# Custom URI handlers
serialx dispatches URLs like `/dev/ttyUSB0`, `socket://host:port`, or
`rfc2217://host:port` through a registration-based handler system. You can
register your own scheme so that `serialx.serial_for_url(...)` and the async
entry points route to your sync class and async transport.

## Registering a handler
Call {func}`serialx.register_uri_handler` at module import time:

```python
from serialx import BaseSerial, BaseSerialTransport, register_uri_handler


class MySerial(BaseSerial):
    """Synchronous implementation."""
    # ... implement the BaseSerial interface ...


class MySerialTransport(BaseSerialTransport):
    """Async transport."""
    # ... implement the BaseSerialTransport interface ...


register_uri_handler(
    scheme="my-backend://",
    unique_scheme="my-backend://",
    sync_cls=MySerial,
    async_transport_cls=MySerialTransport,
)
```

After registration, any call to `serial_for_url("my-backend://...")` or
`create_serial_connection(url="my-backend://...")` dispatches to your classes.

## Parameters
`scheme` is the dispatch scheme. Multiple handlers may share the same
`scheme` but the highest-`weight` registration wins. This is how the `device://`
scheme is shared across the platform-native handlers (`linux://`, `darwin://`,
`windows://`, and so on): they all register under `scheme="device://"` but
with a distinct `unique_scheme`.

`unique_scheme` is an address for a specific handler.
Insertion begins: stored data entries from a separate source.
PR #734, opened 2026-08-11
Gateway UI Bugs Fix

### LINKED ISSUE #708: Gateway create/edit form: multiple UI bugs
---
  Summary

  Several UI bugs found in the Gateway create/edit form (GatewayCreatePage.tsx). Most of these are already solved in the HTTPRoute form and can be fixed by aligning the Gateway implementation with HTTPRoute
  patterns.

  ---
  Bug 1: Listener port becomes NaN when field is cleared

  File: GatewayCreatePage.tsx:703-704

  parseInt("", 10) returns NaN when the user clears the port input. The listener table then shows "NaN" and the resource object is invalid.

  Expected: Fallback to a default value, e.g. parseInt(value, 10) || 80 (as HTTPRoute does).

  ---
  Bug 2: Create/Cancel buttons not visible on small screens
  
  File: GatewayCreatePage.tsx:1519-1533

  On smaller viewports the ActionGroup with Create and Cancel buttons is below the fold and cannot be scrolled to. The form is unusable without these buttons.

  Expected: Buttons should always be reachable — either via a sticky footer or by ensuring the page content is fully scrollable.

Image

  ---
  Bug 3: Wizard modal has broken close button
  
  File: GatewayCreatePage.tsx:1537-1543

  The Modal passes its own title prop which renders a modal header with an X button. The Wizard inside also renders its own header area. The two conflict, resulting in a broken/misplaced close button.

  Expected: Use the HTTPRoute pattern — remove title from Modal and use WizardHeader inside the Wizard component instead:

  <Modal variant="large" isOpen={isModalOpen}>
    <Wizard
      header={
        <WizardHeader
          title={...}
          closeButtonAriaLabel="Close wizard"
          onClose={handleModalClose}
        />
      }
    >

Image

  ---
  Bug 4: Wizard has no step validation — listener can be created with empty required fields

  File: GatewayCreatePage.tsx:1544-1559

  The wizard steps have no validation at all:
  - Next button is always enabled even when required fields (Listener Name, Port) are empty
  - Steps in the sidebar can be jumped to freely regardless of field state
  - Add/Update button on the Review & Create step is always enabled — a listener with Name: "Not specified" can be added

  The HTTPRoute wizard handles this correctly with isDisabled and isNextDisabled on each WizardStep.

  Expected: Disable Next and Add/Update buttons when required fields are not filled. Block jumping to later steps until current step is valid.

Image

pascazzioIsAbyayalan:
## Description

 - Gateway create/edit form had multiple UI bugs: NaN port on clear, buttons unreachable on small screens, broken wizard close button, and no wizard step validation allowing empty listeners to be
  created
- Fixed all four issues in GatewayCreatePage.tsx and added button spacing improvement

  Fixes #708

## Type of change

- [x] `[fix]` Bug fix
- [ ] `[feat]` New feature
- [ ] `[refactor]` Refactor (no functional changes)
- [ ] `[test]` Test updates
- [ ] `[chore]` Dependency / config update

### Port & Buttons

- Added || 0 fallback to parseInt on port input to prevent NaN when field is cleared
- Wrapped ActionGroup in a PageSection with stickyOnBreakpoint={{ default: 'bottom' }} so Create/Cancel are always reachable
- Added marginLeft spacing between Create and Cancel buttons

### Wizard Modal

- Removed title from Modal, replaced with WizardHeader inside the Wizard component to fix the broken close button
- Added isNextDisabled and isDisabled props to each WizardStep to enforce per-step validation
- Configuration step requires non-empty listener name and valid port (1-65535)
- Protocol step requires at least one certificate ref with a name when using HTTPS/TLS Terminate mode
- Later steps are blocked in the sidebar until prior steps are valid

## Test plan

 - [x] yarn build passes
  - [x] yarn lint passes
  - [ ] Clearing the port field shows 0, not NaN
  - [ ] Create/Cancel buttons are visible and reachable on small viewports
  - [ ] Wizard close button (X) works correctly
  - [ ] Wizard Next and Add buttons are disabled when required fields are empty
  - [ ] Wizard sidebar steps cannot be jumped to when prior steps are invalid

## Screenshots

| Buttons | Close button wizard |
|--------|-------|
|gateway-bug2-fix| gateway-bug3-fix|

### Wizard step validation

https://github.com/user-attachments/assets/89f37d19-ea7d-4d71-8033-9159af44d59d

## Checklist

## Summary by CodeRabbit

- **New Features**
  - Added stronger validation for gateway names, ports, TLS settings, and route details.
  - Wizard steps now remain unavailable until required information is complete.
  - Added default certificate references for HTTPS and TLS listeners.

- **Bug Fixes**
  - Prevented progression through the gateway creation wizard when entries are invalid.
  - Improved form-change status updates and wizard navigation controls.

### DIFF
--- a/src/components/gateway/GatewayCreatePage.tsx
+++ b/src/components/gateway/GatewayCreatePage.tsx
@@ -17,9 +17,8 @@ import {
   Modal,
   Wizard,
   WizardStep,
-  Tabs,
-  Tab,
-  TabTitleText,
+  WizardHeader,
+  Radio,
   Alert,
   Spinner,
 } from '@patternfly/react-core';
@@ -629,7 +628,10 @@ const GatewayCreatePage: React.FC<GatewayCreatePageProps> = ({ onFormChange }) =
   }, [gatewayObject]);
 
   const onFormChangeRef = React.useRef(onFormChange);
-  onFormChangeRef.current = onFormChange;
+
+  React.useEffect(() => {
+    onFormChangeRef.current = onFormChange;
+  }, [onFormChange]);
 
   React.useEffect(() => {
     if (onFormChangeRef.current) {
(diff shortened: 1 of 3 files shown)


emmaaroche (commented):
All four bugs from #708 addressed, nice work! A few things to wrap up:

1. **Lint CI is failing** - run `yarn lint` locally and commit the auto-fix

2. **E2e gateway CRUD test failing** - the `form↔YAML sync preserves data` test is timing out on a click. Could be related to the sticky PageSection change.

3. **CodeRabbit comments** - could you take a look at the remaining ones? The `onEscapePress` on the Modal is a good catch.

pascazzioIsAbyayalan:
### Solutions Added

**GatewayCreatePage.tsx — CodeRabbit fixes:**

  1. SectionName validation — Listener names must now match the Gateway API SectionName regex and be unique within the Gateway (in both the wizard and final form validation).
  2. Port validation hardened — Added Number.isInteger check to isConfigStepValid.
  3. TLS options row validation — Empty key/value rows in TLS options now block the Protocol step and form submission.
  4. Allowed route kinds validation — Empty kind/group rows now block the Allowed Routes step and form submission.
  5. Prettier formatting — Collapsed the Cancel Button props to one line.
  6. Modal Escape key — Added onEscapePress={handleModalClose} so pressing Escape closes the wizard modal.

**gateway-crud.spec.ts — E2E test fix:**

  7. HTTPS wizard timeout — The addListenerViaWizard helper now adds a certificate ref when protocol is HTTPS/TLS, preventing the "Next" button from being disabled by
  isProtocolStepValid.

.yarnrc.yml
Anton-Fil, line 1: These changes are unrelated to the gateway bug fixes and introduce security-relaxing Yarn settings that aren't mentioned in the PR description:
  
   - approvedGitRepositories: ["**"] — allows Yarn to clone packages from any git repository
   - enableScripts: true — enables lifecycle scripts (postinstall, etc.) which are disabled by default in Yarn 4 for security
   - npmMinimalAgeGate: 0 — disables the age-gate protection against newly published malicious packages
  
   Please revert this file to its original state. If these settings are genuinely needed, they should go in a separate PR with an explanation of why each is required.

package.json
Anton-Fil, line 1: The packageManager bump from 4.12.0 to 4.18.0 and the resulting yarn.lock hash changes are unrelated to the gateway bug fixes. Mixing tooling upgrades with bug fixes makes it harder to bisect regressions —  please revert both package.json and yarn.lock and submit as a separate PR if a Yarn upgrade is needed.

yarn.lock
Anton-Fil, line 1: The packageManager bump from 4.12.0 to 4.18.0 and the resulting yarn.lock hash changes are unrelated to the gateway bug fixes. Mixing tooling upgrades with bug fixes makes it harder to bisect regressions — 
please revert both package.json and yarn.lock and submit as a separate PR if a Yarn upgrade is needed.

src/components/gateway/GatewayCreatePage.tsx
```diff
@@ -671,10 +685,31 @@ const GatewayCreatePage: React.FC = () => {
     return isFormValid;
   };
 
+  const isConfigStepValid =
```
Anton-Fil, line 705: The validation logic in `isConfigStepValid` / `isProtocolStepValid` / `isAllowedRoutesStepValid` (lines 688-706) largely duplicates what's inside `formValidation()` (lines 647-685). If a validation rule changes,
  it needs updating in both places.

  Consider extracting shared predicates, e.g.:
  ```typescript
  const isListenerConfigValid = (l: ListenerUI) =>
    l.name.trim() !== '' &&
    l.name.length <= 253 &&
    SECTION_NAME_RE.test(l.name) &&
    Number.isInteger(l.port) &&
    l.port > 0 &&
    l.port <= 65535;
  ```
  Then reuse in both `formValidation()` and the wizard step guards.

Anton-Fil (changes requested):
looks good overall. Locally, everything works fine. You can slightly enlarge the wizard window to make it easier to read and enter information, but that's your choice.
Image
also some fix:

Anton-Fil (commented):
## Performance & Code Quality

Great work fixing these UI bugs! The validation logic is solid. I have two suggestions:

### 1. Performance - wizardSteps should use React.useMemo

**Location:** `GatewayCreatePage.tsx:709-1245`

The `wizardSteps` array is currently recreated on every render, which happens on every keystroke since it depends on validation state that changes frequently (`isConfigStepValid`, `isProtocolStepValid`, `isAllowedRoutesStepValid`). This is expensive and can cause unnecessary re-renders of the wizard.

**Suggested fix:**
```typescript
const wizardSteps = React.useMemo(() => [
  {
    name: t('Configuration'),
    nextButtonText: t('Next'),
    isNextDisabled: !isConfigStepValid,
    form: (
      // ... form content
    ),
  },
  // ... other steps
], [isConfigStepValid, isProtocolStepValid, isAllowedRoutesStepValid, currentListener, t]);
```

### 2. NIT - Use PatternFly spacing utility instead of inline style

**Location:** `GatewayCreatePage.tsx:1576`

The Cancel button uses inline style `style={{ marginLeft: '24px' }}`. We should prefer PatternFly utility classes for consistency:

```typescript
<Button variant="link" onClick={() => navigate(-1)} className="pf-v6-u-ml-md">
  {t('Cancel')}
</Button>
```

Or if you need the exact spacing, use the PatternFly variable:
```typescript
style={{ marginLeft: 'var(--pf-v6-global--spacer--md)' }}
```

R-Lawton:
nice cleanup on the validation refactor. looks like you already extracted the helpers anton suggested and dropped the yarn/`.yarnrc.yml` changes, so those are sorted.

one thing — the description says bug #3 (broken wizard close button) was fixed by removing the modal title and adding a `WizardHeader`, but i don't see that in the diff. the `Modal` still uses `title` and there's no `WizardHeader`. is that fix actually in here, or did it get handled somewhere else? wanna make sure the close button bug is genuinely covered before merge.

minor: line 691 `certificateRefs.every((ref) => ref.name !== '')` in `formValidation` looks redundant now that `isListenerProtocolValid` covers it (and it's stricter with `.trim()`). could drop it, wdyt?

pascazzioIsAbyayalan:
> nice cleanup on the validation refactor. looks like you already extracted the helpers anton suggested and dropped the yarn/`.yarnrc.yml` changes, so those are sorted.
> 
> one thing — the description says bug #3 (broken wizard close button) was fixed by removing the modal title and adding a `WizardHeader`, but i don't see that in the diff. the `Modal` still uses `title` and there's no `WizardHeader`. is that fix actually in here, or did it get handled somewhere else? wanna make sure the close button bug is genuinely covered before merge.
> 
> minor: line 691 `certificateRefs.every((ref) => ref.name !== '')` in `formValidation` looks redundant now that `isListenerProtocolValid` covers it (and it's stricter with `.trim()`). could drop it, wdyt?

I agree the `certificateRefs.every` check is redundant with the use of `.trim()`, will remove. I noticed I also missed adding the `WizardHeader`. I will get on that right away :relaxed:

pascazzioIsAbyayalan:
@Anton-Fil 

1. Fixed React Doctor error (ref mutation)
2. Performance optimization (useMemo)
3. Code quality (PatternFly utilities)

@R-Lawton 

1. Bug # 3 fixed (wizard close button)
2. Removed redundant validation

CodeRabbit suggestions related to this Issue have been addressed. Findings that affect other sections will have a follow up soon :dizzy:

pascazzioIsAbyayalan:
Bug #3 fix + wizard hight 
Screenshot 2026-08-19 at 00 25 04

emmaaroche (commented):
**src/components/gateway/GatewayCreatePage.tsx:671-675**

TLS options validation runs for all listeners, even HTTP. If user adds incomplete TLS option then switches protocol to HTTP, wizard stays blocked - inputs hidden but predicate still false. Options won't persist anyway (cleanup in `handleListenerSave` line 190).

Move `l.tlsOptions.every(...)` check inside TLS condition:

```typescript
const isListenerProtocolValid = (l: ListenerUI) =>
  (l.protocol !== 'HTTPS' && l.protocol !== 'TLS') ||
  l.tlsMode !== 'Terminate' ||
  (l.certificateRefs.length > 0 &&
    l.certificateRefs.every((ref) => ref.name.trim() !== '') &&
    l.tlsOptions.every((opt) => opt.key.trim() !== '' && opt.value.trim() !== ''));
```

This way HTTP/UDP/TCP listeners skip TLS checks entirely, and Passthrough mode doesn't validate options that get stripped anyway.

emmaaroche:
Is this rebased yet? 😄

Anton-Fil:
look like neeed rebase

pascazzioIsAbyayalan:
Give me a second :tired_face:

src/components/gateway/GatewayCreatePage.tsx
```diff
@@ -1233,335 +1297,354 @@ const GatewayCreatePage: React.FC<GatewayCreatePageProps> = ({ onFormChange }) =
...
+                <Button variant="link" onClick={() => navigate(-1)} className="pf-v6-u-ml-md">
+                  {t('Cancel')}
+                </Button>
+              </ActionGroup>
+            </PageSection>
+          )}
+        </>
+      )}
+
+      <Modal variant="large" isOpen={isModalOpen}>
```
emmaaroche: The `Modal` doesn't have `onClose` or `onEscapePress` wired up, so pressing Escape won't close the listener wizard - only the `WizardHeader`'s X button works. CodeRabbit's earlier comment on this got marked "addressed," but it looks like that fix didn't survive a rebase/force-push since the current branch head doesn't have it. Could we add `onEscapePress={handleModalClose}` here?

src/components/gateway/GatewayCreatePage.tsx
```diff
@@ -656,566 +658,628 @@ const GatewayCreatePage: React.FC<GatewayCreatePageProps> = ({ onFormChange }) =
...
-            >
+  const isConfigStepValid =
+    isListenerConfigValid(currentListener) &&
+    !listeners.some((l, i) => i !== editingListenerIndex && l.name === currentListener.name);
+
+  const isProtocolStepValid = isListenerProtocolValid(currentListener);
+
+  const isAllowedRoutesStepValid = isListenerAllowedRoutesValid(currentListener);
+
+  const wizardSteps = React.useMemo(
```
emmaaroche: `wizardSteps` is wrapped in `React.useMemo`, but the dependency array includes handlers like `handleAddCertificateRef`, `handleCertificateRefChange`, etc. (lines 1268-1278) that aren't wrapped in `useCallback` - they're plain function declarations recreated on every render. Since the dependency array identity changes every render anyway, the memo never actually skips recomputation. Either wrap those handlers in `useCallback`, or drop the `useMemo` since it's not buying anything right now.

emmaaroche (approved):
LGTM 💃

Anton-Fil (approved):
LGTM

It lets callers
bypass the shared-scheme dispatch and force a specific backend:

```python
serialx.serial_for_url("posix:///dev/ttyUSB0")  # forces the generic POSIX handler
```

`weight` controls priority under a shared `scheme`. The platform-native
handlers use `weight=3`, the extended POSIX handler uses `weight=2`, and the
bare POSIX handler uses the default `weight=1`. You rarely need to set this
unless you are layering a custom backend over an existing shared scheme.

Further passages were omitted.